───── DATASET EXTRACT ─────
PR #7161, opened 2025-06-11
BL-14444 improve error message for unsupported full bleed paper sizes

nabalone:
This change is [Reviewable](https://reviewable.io/reviews/BloomBooks/BloomDesktop/7161)

### DIFF
--- a/src/BloomExe/Publish/PDF/MakePdfUsingExternalPdfMakerProgram.cs
+++ b/src/BloomExe/Publish/PDF/MakePdfUsingExternalPdfMakerProgram.cs
@@ -373,9 +373,11 @@ namespace Bloom.Publish.PDF
                     width = Size6x9PortraitWidth + bleedExtra;
                     break;
                 default:
-                    throw new ArgumentException(
+                    var exception = new ArgumentException(
                         "Full bleed printing of paper sizes other than A5, A4, A3, USComic, and Size6x9 is not yet implemented"
                     );
+                    exception.Data["argument"] = "specs.PaperSizeName";
+                    throw exception;
             }
 
             if (specs.Landscape)
--- a/src/BloomExe/Publish/PublishModel.cs
+++ b/src/BloomExe/Publish/PublishModel.cs
@@ -232,6 +232,15 @@ namespace Bloom.Publish
                 );
                 BloomMessageBox.ShowWarning(msg);
             }
+            else if (
+                error is ArgumentException
+                && error.Data.Contains("argument")
+                && (string)error.Data["argument"] == "specs.PaperSizeName"
+            )
+            {
+                // Full bleed printing for this paper size is not supported. Notify user but don't let them report.
+                BloomMessageBox.ShowWarning(error.Message);
+            }
             else // for others, just give a generic message and include the original exception in the message
             {
                 ErrorReport.NotifyUserOfProblem(


StephenMcConnel (changes requested):
> *[Reviewable](https://reviewable.io/reviews/BloomBooks/BloomDesktop/7161)* status: all files reviewed, 2 unresolved discussions (waiting on @nabalone)

___
*[`src/BloomExe/Publish/PDF/MakePdfUsingExternalPdfMakerProgram.cs` line 379 at r1](https://reviewable.io/reviews/BloomBooks/BloomDesktop/7161#-OSUz-5s5AqFYQlFAG2Z:-OSV47fb1J7nIn6Ecb4R:b-ufrd6j) ([raw file](https://github.com/BloomBooks/BloomDesktop/blob/1c433d130ffa1f4f473ad8db0d7fc6b258922788/src/BloomExe/Publish/PDF/MakePdfUsingExternalPdfMakerProgram.cs#L379)):*

Two points about the message that gets displayed:
1) I think we would want this message to be localized (either in BloomMediumPriority.xlf or BloomLowPriority.xlf)
2) We don't want the parameter name to be displayed: this is meaningless to users.
Code something like this might work:  (details may not be quite exact...)
</blockquote></details>

You can double check with Andrew about whether this message should be localized.  But I still maintain that displaying the parameter part of the message would be more confusing than helpful for users.

andrew-polk:
*[`src/BloomExe/Publish/PDF/MakePdfUsingExternalPdfMakerProgram.cs` line 379 at r1](https://reviewable.io/reviews/BloomBooks/BloomDesktop/7161#-OSUz-5s5AqFYQlFAG2Z:-OSVkJZn8NX8Ua0rxCFx:b-rygvyk) ([raw file](https://github.com/BloomBooks/BloomDesktop/blob/1c433d130ffa1f4f473ad8db0d7fc6b258922788/src/BloomExe/Publish/PDF/MakePdfUsingExternalPdfMakerProgram.cs#L379)):*

You can double check with Andrew about whether this message should be localized.  But I still maintain that displaying the parameter part of the message would be more confusing than helpful for users.
</blockquote></details>

Would be low priority if we add it. 
Given that this has not yet been localized, I would be fine leaving it that way. Especially given it is a an error message for an advanced feature.

nabalone (commented):
> *[Reviewable](https://reviewable.io/reviews/BloomBooks/BloomDesktop/7161)* status: 0 of 2 files reviewed, 2 unresolved discussions (waiting on @StephenMcConnel)

___
*[`src/BloomExe/Publish/PDF/MakePdfUsingExternalPdfMakerProgram.cs` line 379 at r1](https://reviewable.io/reviews/BloomBooks/BloomDesktop/7161#-OSUz-5s5AqFYQlFAG2Z:-OSVyLal2l__OTD8LCyY:b-nkd5dx) ([raw file](https://github.com/BloomBooks/BloomDesktop/blob/1c433d130ffa1f4f473ad8db0d7fc6b258922788/src/BloomExe/Publish/PDF/MakePdfUsingExternalPdfMakerProgram.cs#L379)):*

Would be low priority if we add it. 
Given that this has not yet been localized, I would be fine leaving it that way. Especially given it is a an error message for an advanced feature.
</blockquote></details>

Good point, I should have noticed the parameter name was showing

StephenMcConnel (approved):
> *[Reviewable](https://reviewable.io/reviews/BloomBooks/BloomDesktop/7161)* status: <span>:shipit:</span> complete! all files reviewed, all discussions resolved (waiting on @nabalone)

___
*[`src/BloomExe/Publish/PublishModel.cs` line 242 at r1](https://reviewable.io/reviews/BloomBooks/BloomDesktop/7161#-OSV2LES8dwn2tVGj4h4:-OSW0reU69twsMDxqWlQ:bb6ywmx) ([raw file](https://github.com/BloomBooks/BloomDesktop/blob/1c433d130ffa1f4f473ad8db0d7fc6b258922788/src/BloomExe/Publish/PublishModel.cs#L242)):*

See comment below for suggested change.
</blockquote></details>

LGTM

PR #7167, opened 2025-06-12
Add book template stock images to those not credited (BL-14829)

StephenMcConnel:
Also simplify the display of the Pixabay license to not include the URL.

- - -
This change is [Reviewable](https://reviewable.io/reviews/BloomBooks/BloomDesktop/7167)


andrew-polk (changes requested):
> *[Reviewable](https://reviewable.io/reviews/BloomBooks/BloomDesktop/7167)* status: all files reviewed, 2 unresolved discussions (waiting on @StephenMcConnel)

___
*[`src/BloomExe/web/controllers/ImageApi.cs` line 53 at r1](https://reviewable.io/reviews/BloomBooks/BloomDesktop/7167#-OStxn-32Y4_GZMN0Q-p:-OStxn-32Y4_GZMN0Q-q:b-xne3b6) ([raw file](https://github.com/BloomBooks/BloomDesktop/blob/d81265698b0ee957b8177e66f349fd8c97ef4c98/src/BloomExe/web/controllers/ImageApi.cs#L53)):*
> ```Smalltalk
>             }
>             var templateDirectory = BloomFileLocator.GetBrowserDirectory("templates");
>             foreach (var templateDir in Directory.GetDirectories(Path.Combine(templateDirectory, "template books")))
> ```

I'm hesitant about this.
Unless I'm missing something, I see from searching that this will find quite a lot of thumbnail svgs.
Probably, users won't have real images named with those names, but I'm also not sure it is worth the overhead of searching and adding all those to the imageFiles set.
Would it be better/cleaner to just make a list of filenames like we did for the don't-change-metadata change? Maybe we even consider using the same list until it diverges?
___
*[`src/BloomExe/web/controllers/ImageApi.cs` line 134 at r1](https://reviewable.io/reviews/BloomBooks/BloomDesktop/7167#-OStyWV87Fpn1TzRK5AG:-OStyWV87Fpn1TzRK5AH:b-jf1er9) ([raw file](https://github.com/BloomBooks/BloomDesktop/blob/d81265698b0ee957b8177e66f349fd8c97ef4c98/src/BloomExe/web/controllers/ImageApi.cs#L134)):*
> ```Smalltalk
>                 {
>                     // This common source of images has an overly verbose license. We don't need the URL portion. (BL-14829)
>                     credit = credit.Replace("Pixabay license (https://pixabay.com/service/license-summary/)", "Pixabay license");
> ```

Sorry this wasn't clear in the card, but I'm pretty sure what JH meant was he wanted to remove the url from Games.html.

andrew-polk (changes requested):
> *[Reviewable](https://reviewable.io/reviews/BloomBooks/BloomDesktop/7167)* status: all files reviewed, 2 unresolved discussions (waiting on @StephenMcConnel)

___
*[`src/BloomExe/web/controllers/ImageApi.cs` line 53 at r1](https://reviewable.io/reviews/BloomBooks/BloomDesktop/7167#-OStxn-32Y4_GZMN0Q-p:-OSurmJ_BxTvLG7QlTju:bs30j9a) ([raw file](https://github.com/BloomBooks/BloomDesktop/blob/d81265698b0ee957b8177e66f349fd8c97ef4c98/src/BloomExe/web/controllers/ImageApi.cs#L53)):*

I think we want the correct and wrong images to give credit since they're more substantial and show the image controls to edit or replace them.  I've changed to using a fixed list of files from the Games folder.  Almost all of the other images found in the main template book folders were placeholder, thumbnail, and license images which would be discarded anyway.
</blockquote></details>

Sorry; I really mangled my understanding of this.
I should have looked at the card more closely. I guess I was confusing the two changes.

... now that I think I have my head more clear...

Since these are all elements we add ourselves and the user can't change, can we use a class name to label images we don't want to paste credits for?
Then we could add another check in `GetWhichImagesAreUsedOnWhichPages` similar to
```
                if (IsImgNotInAPage(img))
                    continue;
                if (IsImgInsideBrandingElement(img))
                    continue;
```
where we look for the class name on the img (or probably better, on the image container?).

If I'm still confused, we should probably discuss.
___
*[`src/BloomExe/web/controllers/ImageApi.cs` line 134 at r1](https://reviewable.io/reviews/BloomBooks/BloomDesktop/7167#-OStyWV87Fpn1TzRK5AG:-OSuvVzSA3086AXI18hu:bg9e51a) ([raw file](https://github.com/BloomBooks/BloomDesktop/blob/d81265698b0ee957b8177e66f349fd8c97ef4c98/src/BloomExe/web/controllers/ImageApi.cs#L134)):*

The URL is embedded in the image metadata, not just in the HTML attributes.  I still think this fix is needed from my reading of JH's comment in the issue.
</blockquote></details>

Sorry; I forgot the metadata was saved in the images.
However, I'm the one who added it there, so I think the ideal is to modify it there as well as change Games.html.
We do have the issue of existing images/books, but in my opinion, it isn't worth adding this replace code for those.

Open to pushback, though.

StephenMcConnel (commented):
> *[Reviewable](https://reviewable.io/reviews/BloomBooks/BloomDesktop/7167)* status: all files reviewed, 2 unresolved discussions (waiting on @andrew-polk)

___
*[`src/BloomExe/web/controllers/ImageApi.cs` line 53 at r1](https://reviewable.io/reviews/BloomBooks/BloomDesktop/7167#-OStxn-32Y4_GZMN0Q-p:-OT-2cDg6YbCyN1uGLLB:b-896fix) ([raw file](https://github.com/BloomBooks/BloomDesktop/blob/d81265698b0ee957b8177e66f349fd8c97ef4c98/src/BloomExe/web/controllers/ImageApi.cs#L53)):*

Sorry; I really mangled my understanding of this.
I should have looked at the card more closely. I guess I was confusing the two changes.

... now that I think I have my head more clear...

Since these are all elements we add ourselves and the user can't change, can we use a class name to label images we don't want to paste credits for?
Then we could add another check in `GetWhichImagesAreUsedOnWhichPages` similar to
```
                if (IsImgNotInAPage(img))
                    continue;
                if (IsImgInsideBrandingElement(img))
                    continue;
```
where we look for the class name on the img (or probably better, on the image container?).

If I'm still confused, we should probably discuss.
</blockquote></details>

Done.
___
*[`src/BloomExe/web/controllers/ImageApi.cs` line 134 at r1](https://reviewable.io/reviews/BloomBooks/BloomDesktop/7167#-OStyWV87Fpn1TzRK5AG:-OSv5CK_CK9VkuZmbpol:b-yfsa08) ([raw file](https://github.com/BloomBooks/BloomDesktop/blob/d81265698b0ee957b8177e66f349fd8c97ef4c98/src/BloomExe/web/controllers/ImageApi.cs#L134)):*

Sorry; I forgot the metadata was saved in the images.
However, I'm the one who added it there, so I think the ideal is to modify it there as well as change Games.html.
We do have the issue of existing images/books, but in my opinion, it isn't worth adding this replace code for those.

Open to pushback, though.
</blockquote></details>

Okay, if we can fiddle with the embedded license, I can remove the URL from there instead.  The HTML just says "Custom License" -- it doesn't have the URL or even say Pixabay.

PR #7169, opened 2025-06-12
BL-14875 TBT playback order in games

nabalone:
This change is [Reviewable](https://reviewable.io/reviews/BloomBooks/BloomDesktop/7169)


andrew-polk:
This was already check picked as part of a bunch of commits.
I ended up taking the shuffle one as well because it seemed safer than trying to do the cherry pick without it.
─────
__WHAT THE TASK REQUIRES__. Please reproduce, exactly as they appear above, the lines from the line containing "bleed printing of" up to and including the line containing "let them report.".

__RESPONSE TO THIS TASK__.
                         "Full bleed printing of paper sizes other than A5, A4, A3, USComic, and Size6x9 is not yet implemented"
                     );
+                    exception.Data["argument"] = "specs.PaperSizeName";
+                    throw exception;
             }
 
             if (specs.Landscape)
--- a/src/BloomExe/Publish/PublishModel.cs
+++ b/src/BloomExe/Publish/PublishModel.cs
@@ -232,6 +232,15 @@ namespace Bloom.Publish
                 );
                 BloomMessageBox.ShowWarning(msg);
             }
+            else if (
+                error is ArgumentException
+                && error.Data.Contains("argument")
+                && (string)error.Data["argument"] == "specs.PaperSizeName"
+            )
+            {
+                // Full bleed printing for this paper size is not supported. Notify user but don't let them report.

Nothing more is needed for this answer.